Quick, simple and hopefully decent solution.


----------



## kvom (May 24, 2009)

A nut with a flange that presses over a larger surface are at the top would be helpful as well.


----------



## Foozer (May 24, 2009)

kvom  said:
			
		

> A nut with a flange that presses over a larger surface are at the top would be helpful as well.

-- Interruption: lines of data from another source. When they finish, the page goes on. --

PR #587, opened 2017-07-17
Use compiler.fileTimestamps cause watcher may be null

### LINKED ISSUE #585: Undefined watcher in watch-run causes error...
Might not be a ts-loader issue but I thought it might be worth linking it until I figure out the cause:  https://github.com/zinserjan/mocha-webpack/issues/159

zinserjan:
fixes #585

### DIFF
--- a/CHANGELOG.md
+++ b/CHANGELOG.md
@@ -1,5 +1,9 @@
 # Changelog
 
+## v2.3.1 - NOT RELEASED YET
+
+- [Fix undefined watcher in watch-run causes error](https://github.com/TypeStrong/ts-loader/pull/587) (#585) - thanks @zinserjan and @sokra! 
+
 ## v2.3.0
 
 - [add appendTsxSuffixTo option to support using tsx with Vue](https://github.com/TypeStrong/ts-loader/pull/581) - lots of discussion went into this PR. Thanks to @vhqtvn (author) and @HerringtonDarkholme, @johnnyreilly, @jbrantly, @octref, @rhyek and others for helping us land on our final implementation.
--- a/src/interfaces.ts
+++ b/src/interfaces.ts
@@ -127,6 +127,7 @@ export interface WebpackCompiler {
     isChild(): boolean;
     context: string; // a guess
     watchFileSystem: WebpackNodeWatchFileSystem;
+    fileTimestamps: {[key: string]: number};
 }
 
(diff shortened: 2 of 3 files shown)


johnnyreilly:
Thanks for contributing! Do you know if this an official part of the API? I ask as we've had that happen before; see here: 

https://blog.johnnyreilly.com/2017/02/under-duck-afternoon-in-open-source.html

Could you check please? @sokra may know..

johnnyreilly:
Does `fileTimestamps` produce the same value as `getTimes`? Or does it contain more / less? To what extent? I'm considering the merits of having `compilerOptions` in there as a fallback

zinserjan:
> Does fileTimestamps produce the same value as getTimes?  Or does it contain more / less? 

It's atm the same, but it depends on the implementation of the watcher. The results of watcher.getTimes() are stored in fileTimestamps. See [here](https://github.com/webpack/webpack/blob/master/lib/node/NodeWatchFileSystem.js#L44) and [here](https://github.com/webpack/webpack/blob/master/lib/Compiler.js#L120).

In case of the WatchIgnorePlugin it contains more data, as WatchIgnorePlugin [enhances the timestamps with all ignored files](https://github.com/webpack/webpack/blob/master/lib/WatchIgnorePlugin.js#L38-L46). 

Performance isn't really a topic.
* without WatchIgnorePlugin it should be faster but this in the lower ms range.
* with WatchIgnorePlugin I would expect that it's a bit slower, cause fileTimestamps is bigger but maybe the effect of not collecting the data compensates this..

johnnyreilly:
Thanks @zinserjan - that's really helpful.  I've been asking in the webpack slack channel to see if there's any reason not to go with this.  No-one has advised that's the case so far.  If no-one has given a compelling reason why we shouldn't take this in the next 24 hours then I reckon we're good to merge.  Thanks for the contribution by the way, we really appreciate it! 🌻

johnnyreilly:
@sokra (the creator of webpack) has just confirmed this should be safe so I plan to merge.  Thanks for the PR!

zinserjan:
@johnnyreilly awesome!

johnnyreilly:
Released with v2.3.1 - thanks again! https://github.com/TypeStrong/ts-loader/releases/tag/v2.3.1

Issue #597, opened 2017-08-09
The output of getCustomTransformers makes compiling fail when tsconfig.json contains rootDir.


zheeeng:
versions:
```
"typescript": "~2.4.0",
"ts-loader": "^2.2.1",
```

The test code:
```
// webpack.config.js
// path: module.rules

      {
        test: /\.(ts|tsx)$/,
        include: paths.appSrc,
        loader: require.resolve('ts-loader'),
        options: {
          transpileOnly: true,
          getCustomTransformers: () => ({
            before: [ content => node => node ] // Issue caused by here!!!!!!!!!!
          }),
        },
      }
```

complier print:
```
error TS6059: File 'index.tsx' is not under 'rootDir' '/Users/Zheeeng/Workspace/project/src'. 'rootDir' is expected to contain all source files.
```

The tsconfig.json:
```
"compilerOptions": {
    "rootDir": "src"
}
```

Does the getCustomTransformers saved the temp content to other place and fails the compiling?

I encountered this issue while I'm using ts-import-plugin, and reported it at https://github.com/Brooooooklyn/ts-import-plugin/issues/5. After a simple test, I find it's something wrong with ts-loader.

johnnyreilly:
Do you have any ideas @longlho or @igorbek?

Brooooooklyn:
This issue is actually cased by `transpileOnly`  option.
if this option was passed to `ts-loader`, it would use .

Because https://github.com/Microsoft/TypeScript/blob/master/src/services/transpile.ts#L92 and https://github.com/Microsoft/TypeScript/blob/master/src/compiler/program.ts#L1797
we shouldn't pass `rootDir` to `compiler.transpileModule`.

I will fix it later with a pull request.

zheeeng:
@Brooooooklyn Thx for your work.

PR #598, opened 2017-08-09
fix(tsconfig): stop pass rootDir option to TypeScript compiler

Brooooooklyn:
fix https://github.com/TypeStrong/ts-loader/issues/597


johnnyreilly:
Thanks! Just waiting for the tests to go green and I'll merge. I'm on holiday right now and so won't be able to get a release out immediately but will do so as soon as I can. Thanks again!

PR #605, opened 2017-08-16
Fix findConfigFile in Windows

### LINKED ISSUE #604: Should "configFileName" be used as filename only or with path?
I am using follow configuration:
```
{
  configFileName: path.join(__dirname, 'tsconfig.json'),
}
```

It works as expected in POSIX file systems. But in windows, 'ts-loader' cannot find the config file. Below function in config.js is broken in windows: https://github.com/TypeStrong/ts-loader/blob/master/src/config.ts#L76
```javascript
function findConfigFile(compiler, searchPath, configFileName) {
    while (true) {
        var fileName = path.join(searchPath, configFileName);
        if (compiler.sys.fileExists(fileName)) {
            return fileName;
        }
        var parentPath = path.dirname(searchPath);
        if (parentPath === searchPath) {
            break;
        }
        searchPath = parentPath;
    }
    return undefined;
}
```
 
I just want to discuss that should we use configFileName as simple filename or path. If we use it as filename, then it's fine. But if we can use it as path, we should fixed this bug in windows file system.

mengxy:
If configFileName is a full filepath, findConfigFile return nothing.

Modify configFileName to fix windows compatibility.

Closes #604

### DIFF
--- a/src/config.ts
+++ b/src/config.ts
@@ -74,6 +74,9 @@ export function getConfigFile(
  * and continuing up the parent directory chain.
  */
 function findConfigFile(compiler: typeof typescript, searchPath: string, configFileName: string): string | undefined {
+    // Remove path.root from configFileName to fix windows specific issue. #604
+    configFileName = configFileName.substr(path.parse(configFileName).root.length)
+
     while (true) {
         const fileName = path.join(searchPath, configFileName);
         if (compiler.sys.fileExists(fileName)) {


johnnyreilly:
Thanks! Will look to merge this tomorrow I hope

johnnyreilly:
Shipped with 2.3.3

Issue #603, opened 2017-08-15
LoaderOptions: configFileContent


hdennen:
We're specifying different tsconfig settings for different builds and I'd like to be able to just generate one and pass it in without writing anything to disk. Is anyone working on anything like this? I'm happy to take a shot at it when I get the time.

johnnyreilly:
Not at present but we welcome contributions - go for it!

hdennen:
Will do 👌

Loilo:
We could extend the scope of the possible new `configFile` option to achieve this (see #607). Naming-wise, it could definitely go in there.

Currently, the option takes file names and path, so strings only. We could passing a JavaScript object interpret as "passing the config directly". What do you think, @hdennen?

hdennen:
@Loilo Honestly I don't think it matters. My knee jerk response is to put options 1 to 1 with what they do but adding more functionality to the configFile option seems fine.

PR #607, opened 2017-08-25
Add `configFile` option

Loilo:
This deprecates the `configFileName` option and renames it to `configFile`.
It keeps its user-facing behaviour, improving some path resolutions under the hood.
Using the `configFileName` option will now raise a `logWarning` in the console.

### DIFF
--- a/src/config.ts
+++ b/src/config.ts
@@ -24,7 +24,7 @@ export function getConfigFile(
     log: logger.Logger,
     compilerDetailsLogMessage: string
 ) {
-    const configFilePath = findConfigFile(compiler, path.dirname(loader.resourcePath), loaderOptions.configFileName);
+    const configFilePath = findConfigFile(compiler, path.dirname(loader.resourcePath), loaderOptions.configFile);
     let configFileError: WebpackError | undefined;
     let configFile: ConfigFile;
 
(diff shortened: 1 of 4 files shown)


johnnyreilly:
Thanks! I'll try and take a look this weekend. Tests pass!

johnnyreilly:
Brilliant - thanks!

johnnyreilly:
shipped with v2.3.4 - thanks for your help!

Loilo:
My pleasure. 🙃

develar:
So cool, electron-webpack uses ts-loader in the user projects and in any case have to find tsconfig (and set to fork-ts-checker-webpack-plugin if need, option `tsconfig`) So, a little bit more reliable (because don't rely on ts-loader logic anymore) and faster. Thanks a lot.

Loilo:
@develar Glad that it helped.

I'm still wondering if this option could need an additional per-entry-point configurability, something like this:

```javascript
configFile: {
  '*': 'tsconfig.json', // ← default value
  'named-entry-point-a': '/var/www/tsconfig.json',
  'named-entry-point-b': 'wildly-different-name.json'
}
```

Before possibly opening an issue about this, what do you @develar as an experienced `ts-loader` user think about this?

develar:
@Loilo I think it is not required. Currently, we use one tsconfig.json for both parts (Electron app consists of two parts — code for renderer process and code for main process). I cannot imagine when it can be required :)

Loilo:
Okay, thanks for your feedback – I guess then I could go deeper in thinking about [this](https://github.com/TypeStrong/ts-loader/issues/603#issuecomment-324963843) instead.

Point taken, the piece of oops'd crankshaft was just long enough to knock out what I did. I do, now that I assured my self it does improve the case work on version 2 incorporating your idea  Thanks


----------



## AlanHaisley (May 25, 2009)

You might try cutting a relief circle a few thousandths deep in the center part on the bottom of the holder. That will concentrate more holding force to the periphery of the holder and should improve things also.

Alan


----------



## Foozer (May 25, 2009)

AlanHaisley  said:
			
		

> You might try cutting a relief circle a few thousandths deep in the center part on the bottom of the holder. That will concentrate more holding force to the periphery of the holder and should improve things also.
> 
> Alan



Version 2-A  Was out starting to cut a new stud for the holder, didnt notice any creep. Guess the QC are useful but have found that when I need something on size using the old rocker post does a better job. The "Newbie" in me, Ya, that QCTP looks cool, I better get one, it'll make me better. . .  yup right here folks


----------



## RobasaurusRex (May 26, 2009)

A very effective and easy way to prevent the tool post from turning / creeping is to put a piece of paper underneath it. 

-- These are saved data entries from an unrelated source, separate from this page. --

PR #621, opened 2017-09-05
Make TypeScript `basePath` configurable, fixes #619

### LINKED ISSUE #619: Config files don't work in arbitrary places
Related to #607.

If the `configFile` option is set to a path and points to a `tsconfig.json` outside the respective entry point's parent directory chain, the config file will be found and used, but the webpack process will throw errors. (Usually that's a `TS18003: No inputs were found in config file`).

I assume this is TypeScript not being able to handle the "unusual" location of the `tsconfig.json`.

I'll investigate this and see what we can do about this.

Loilo:
Enables the behaviour suggested in #619 to modify the `basePath` provided to the TS compiler.

Added:

- [x] Implementation
- [x] Comparison test
- [x] Hint in README


johnnyreilly:
Great! I'll look to include this in the next release. Thanks!

johnnyreilly:
Released with https://github.com/TypeStrong/ts-loader/releases/tag/v2.3.5

pettyalex:
This seems to break the default tsconfig.json as distributed with [create-react-app-typescript](https://github.com/wmonk/create-react-app-typescript). 

I'm seeing failures with 
```
TS6059: File '/app/src/App.test.tsx' is not under 'rootDir' '/app/src/src'. 'rootDir' is expected to contain all source files.
```

pettyalex:
The quick and dirty workaround is to change rootDir to '.' rather than 'src', but I'm not sure whether create react app's tsconfig is wrong, or some other part of the build pipeline is causing the issue.

Loilo:
That's weird. As far as I can tell, the provided `basePath` should be correct (it does not contain `src/src`, just a single `src`).

I'm probably going to have to look into how exactly TypeScript handles the `basePath`, this smells like some errornous assumptions from my side.

johnnyreilly:
If you could look into this I'd appreciate that @Loilo. @pettyalex let's see what @loilo comes up with. If all else fails we can revert this change and push out a new version. For now I would pin your version to 2.3.4 though.

Loilo:
I think that's currently the best solution. I created a quick repro repo where I couldn't nail it down yet, gonna get to work now but going to look at the problem from there. I suggest to move every further communication over to [wmonk/create-react-app-typescript#156](https://github.com/wmonk/create-react-app-typescript/issues/156).

PR #622, opened 2017-09-05
Add an additional check for js files before reusing isExternalLibaryImport (#620)

### LINKED ISSUE #620: Typescript files aliased to node_modules's module won't be compiled
Hi ts-loaders,

Got a new issue for you - happy to provide any additional information you guys need (and also to help out adding the fix if given a bit of guidance).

I have been using this method for a couple of years now and I've never had a problem.


----------



## Stan (May 27, 2009)

All the QCTPs that I have used (not very many) had a rectangular bar as the head of the hold down bolt. The bar distributes the forces on the slot on the compound and provides a lot more clamp area. Your new bolt will have very little contact area in the slot, so a small clamp area.


----------



## Foozer (May 27, 2009)

Stan  said:
			
		

> All the QCTPs that I have used (not very many) had a rectangular bar as the head of the hold down bolt. The bar distributes the forces on the slot on the compound and provides a lot more clamp area. Your new bolt will have very little contact area in the slot, so a small clamp area.



Version 2a is ending up to be a 'T-Nut with a stud' for the compound, QCTP slips over and nut (flanged) to lock er down. Original method that came with the tool holder was a 1/4 inch bolt that used an aluminum disk in the compound. First thing I did with that "New Toy" was to add a heli-coil to the disk. Still had the 'too much torque being applied' feeling so down this road I went and you have caught me speeding 

Do have a hunk of steel to whittle a T-Nut out of, no mill so its a saw and file job, I should finish it up before I round that next turn only to find myself wrapped around the tree.

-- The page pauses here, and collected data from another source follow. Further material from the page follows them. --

PR #633, opened 2017-09-11
Test display change

mblandfo:
This PR does the following:

1) Refactor mocha reporter options into common location test/reporterOptions.js
2) Change mocha report options from success: 'bgGreen', to success: 'green'
3) better path finding for mocha and karma (running tests didn't find them locally for me, I didn't have either installed globally)


johnnyreilly:
Heya - I'm afraid you've broken Windows with your change :sob: 

```
node_modules' is not recognized as an internal or external command,
operable program or batch file.
'node_modules' is not recognized as an internal or external command,
operable program or batch file.
'node_modules' is not recognized as an internal or external command,
operable program or batch file.
'node_modules' is not recognized as an internal or external command,
operable program or batch file.
'node_modules' is not recognized as an internal or external command,
operable program or batch file.
'node_modules' is not recognized as an internal or external command,
```

FWIW I don't believe the existing mechanism relies on mocha / karma being installed globally.  I don't and they run on my machine...

johnnyreilly:
BTW did you remember to `npm run build` before `npm test`?  I often forget.  In fact I'm planning to add a `pretest` script `npm run build`

mblandfo:
Oh, right - they probably run fine on your machine because you are using "npm run ..." whereas I wanted to run --single-test, and did not see a npm script for that, so I was running it directly. Perhaps a better solution would be to add a npm script for single test.

mblandfo:
Maybe npm run test should just call npm run build. The build is super fast anyway.

johnnyreilly:
> Maybe npm run test should just call npm run build. The build is super fast anyway.

I'll make that change

johnnyreilly:
BTW to run single tests:

To run a single comparison test use:

```
npm run comparison-tests -- --single-test nameOfTest
```

Documented here: https://github.com/TypeStrong/ts-loader/blob/master/test/comparison-tests/README.md

To run a single execution test:

```
npm run execution-tests -- --single-test nameOfTest
```

Documented here: https://github.com/TypeStrong/ts-loader/blob/master/test/execution-tests/README.md

PR #1351, opened 2018-05-10
Resolve constructor arguments lazily

### LINKED ISSUE #1350: Resolve Fakes' constructor arguments lazily
From #1347: `TryCreateFakeWithDummyArgumentsForConstructor` eagerly determines which constructors' arguments can be resolved, by resolving the arguments. That is, every possible argument for every possible constructor is attempted, even if the first constructor succeeds.

For example, if we construct a Dummy `string` (under net461), we end up creating 1 `Char *`, 3 `Char[]`s, 12 `Int32`s, and 1 `SByte *`—much more than we need, since the first constructor found (taking a `Char[]` and 2 `Int32`s) would succeed. Contrast `ResolveByInstantiatingClassUsingDummyValuesAsConstructorArgumentsStrategy`, which only resolves constructor arguments as needed.

blairconrad:
Fixes #1350

### DIFF
--- a/src/FakeItEasy/Creation/FakeObjectCreator.cs
+++ b/src/FakeItEasy/Creation/FakeObjectCreator.cs
@@ -36,11 +36,10 @@ namespace FakeItEasy.Creation
             return result != null ? result.GeneratedProxy : null;
         }
 
-        private static ResolvedConstructor[] ResolveConstructors(Type typeOfFake, DummyCreationSession session, IDummyValueResolver resolver)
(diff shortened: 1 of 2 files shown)


blairconrad:
Marking as WIP so we don't accidentally merge before next release.

blairconrad:
Oh, we could. It's just that I figured you'd not be around and I'd planned the release branch process. UnWIPing.

thomaslevesque:
Thanks @blairconrad!

blairconrad:
Thanks for the merge.

Issue #1347, opened 2018-05-10
Dummy/Fake creation process improvements


blairconrad:
The Dummy/Fake creation process has a number of weaknesses, some of which I found during an investigation into #1345. I'll compile a few here so we can create issues for them and discuss and optionally address them. Once we've made all the issues we want for now, we can close this issue.

- [x] (#1348) many of the `ResolveStrategy`s may throw if downstream code (for example constructors, value activation, etc.) does, and this will stop `TryResolveDummyValueWithAllAvailableStrategies` in its tracks, so no Dummy is created. And since Dummies are used to create Fakes, this can impact Fake creation, as in #1345.
- [x] (#1350) `TryCreateFakeWithDummyArgumentsForConstructor` eagerly determines which constructors' arguments can be resolved, by resolving the arguments. This is inefficient at best, and hazardous at worst, in case some constructors take unresolvable arguments.
- [x] (#1355) the proxy generator selector attempts to use generators to make Fakes for which they are unsuited. For example, we try to use `CastleDynamicProxyGenerator` to create a `string`, even though `string`s are sealed (the `CastleDynamicProxyGenerator` exits early, but not before we create all the constructor arguments mentioned above. Oh yeah, none of the constructor arguments are even used in this case)
- [x] (#1359) even though we cache the `ResolveStrategy` used to create a Dummy, we still may be doing significant work on subsequent calls. If the `ResolveByCreatingFakeStrategy` or `ResolveByInstantiatingClassUsingDummyValuesAsConstructorArgumentsStrategy` are cached, invoking them will still require enumerating the constructors and possibly creating many extra constructor arguments. We could consider caching more targeted resolvers that will go right to the proper constructor/set of fake creation arguments

blairconrad:
I'd created this issue mostly as a note for myself so I wouldn't forget the ideas that came to me while working on #1345. Now that I've created issues from all the nuggets, I think this can be closed.

PR #1352, opened 2018-05-11
Remove GenerateProxy that doesn't take attribute list

blairconrad:
Found while looking at #1347. The method was not used in production code.


blairconrad:
Thanks for the merge, @thomaslevesque. Your point about the extra attributes is a good one. I created #1353.

blairconrad:
This change has been released as part of [FakeItEasy 4.6.0](https://github.com/FakeItEasy/FakeItEasy/releases/4.6.0).

PR #1357, opened 2018-05-13
Release 4.5.2

blairconrad:


blairconrad:
This PR will be blocked by DontMergeMeYet, since there's a "squash!" commit. Also "fixup!". However, this is how those commits were merged into develop, so we should merge anyhow.

PR #1371, opened 2018-06-10
Add missing null checks in AnyCallConfiguration

### LINKED ISSUE #1370: Missing argument validation in AnyCallConfiguration.WhenArgumentsMatch
This code throws `NullReferenceException` when the fake method is called. It should throw `ArgumentNullException` when `WhenArgumentsMatch` instead.

```c#
var foo = A.Fake<IFoo>();
A.CallTo(foo).WhenArgumentsMatch(null).DoesNothing();
foo.Bar();
```

thomaslevesque:
Fixes #1370


thomaslevesque:
> No tests!?

For a null check?
I thought about it, but it didn't seem to fit in specs, and I thought we didn't write unit tests any more.
I can add some if you like, though they'll be of little value.

blairconrad:
> we didn't write unit tests any more

Oh, I wouldn't say that, but we try not to. Or I try not to. I'm sure there will come a situation where a brace of unit or integration tests will come in handy. But you've convinced me; we're probably fine here.

thomaslevesque:
Thanks!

Dont take it wrong, In this case Thanks for the Kick

Robert


----------



## Stan (May 27, 2009)

Robert: The only advantage of a T nut is to get more thickness for threads with a stud. On lathes that have room for a piece of 1/4" flat bar there is no need to make a T nut. Another method would be to weld or silver solder the bolt into a flat bar. Making a T nut with a file just seems like too much work.


----------



## Foozer (May 27, 2009)

Stan  said:
			
		

> Robert: The only advantage of a T nut is to get more thickness for threads with a stud. On lathes that have room for a piece of 1/4" flat bar there is no need to make a T nut. Another method would be to weld or silver solder the bolt into a flat bar. Making a T nut with a file just seems like too much work.



No "seems like to much work" about it, didn't take long for that piece to get flung into the neighbors yard. Piece of flat stock, 1/4 inch thick sized to fit the slot, hole drilled to accept the stud shaft. Bottom side of flat stock given a slight counter sink 50 thou or so, to accept the mating countersunk of the stud. Turning it down from a 1/2" ss bolt to 3/8" Dab of solder, gonna need the bigger heat for that, and it should resist pull out just fine.

Things I do to avoid cutting the grass.

Thanks for the tip

Robert


----------



## Foozer (May 31, 2009)

Version 3 Final

With the suggestions taken and a couple of false starts, one including tossing a hunk of steel over the fence, the Hey wait a minute, where is that box? was heard. Got this box of 'bout 2 hundred 1/2 inch by 6 inch flanged stainless bolts I picked up somewhere for who knows what but they look cool reason and the solution was at hand.

Turned one down to 0.370, threaded it a bit, ground down the flange to fit the slide, topped with a flanged nut, and POOF! 

Qtr turn and tool post is snug as a bug in a rug.


----------